Graphon Limits of Graph Reaction--Diffusion Equations

TL;DR

This paper establishes the convergence of solutions of graph-based reaction-diffusion equations to a limiting nonlocal graphon RD equation as the underlying graphs grow large and converge in cut norm.

Contribution

It introduces a new framework connecting graph reaction-diffusion equations with graphon limits and proves convergence results for both deterministic solutions and stochastic processes.

Findings

Solutions of graph RD equations converge in $L^p$ norm to the graphon RD equation.

Stochastic processes on graphs converge in probability to the graphon RD equation solution.
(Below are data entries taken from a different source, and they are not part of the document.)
PR #681, opened 2023-05-05
Fix broadcast eventing issue

asmithakarun:
Broadcast events were not sent in the right format to the connected client due to which the client was unable to process the event.

Currently the events are sent in the following format: events:{
  "Message": "<>",
  "Name": "Broadcast Message",
  "OriginOfCondition": "/ibm/v1/HMC/BroadcastService",
  "Timestamp": "2023-05-05T03:15:50+00:00"
}

With this PR, the event json is changed to the following format which is the common format for all kinds of events: {
  "@odata.type":"#Event.v1_4_0.Event",
  "Events":{
     "EventId":"Broadcast Event",
     "EventTimestamp":"2020-07-15T12:03:30+00:00",
     "MemberId":"Broadcast Event",
     "Message":"Hi This is a message to forward to a single HMC",
     "OriginOfCondition":"/ibm/v1/HMC/BroadcastService"
  },
  "Id":1,
  "Name":"Event Log"
}

Fixes: https://jazz07.rchland.ibm.com:13443/jazz/web/projects/CSSD#action=com.ibm.team.workitem.viewWorkItem&id=516553

Tested By:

Provides a large numbers limit connecting stochastic processes and graphon equations.

Abstract

A graph reaction--diffusion (RD) equation is a system of differential equations that is defined on the nodes of a graph. Consider a sequence of growing graphs that converges in cut norm to a limiting graphon. We show that the solutions of the sequence of graph RD equations converge in $L^p$ norm, for $p \in [1,\infty]$, to the solution of a limiting nonlocal RD equation, which we call a graphon RD equation. Furthermore, we show a large numbers result for a stochastic particle process that consists of a random walk and a birth-death process on graphs. For a sequence of graphs that converge in cut norm to a limiting graphon, the sequence of stochastic processes converges in probability to the solution of the graphon RD equation.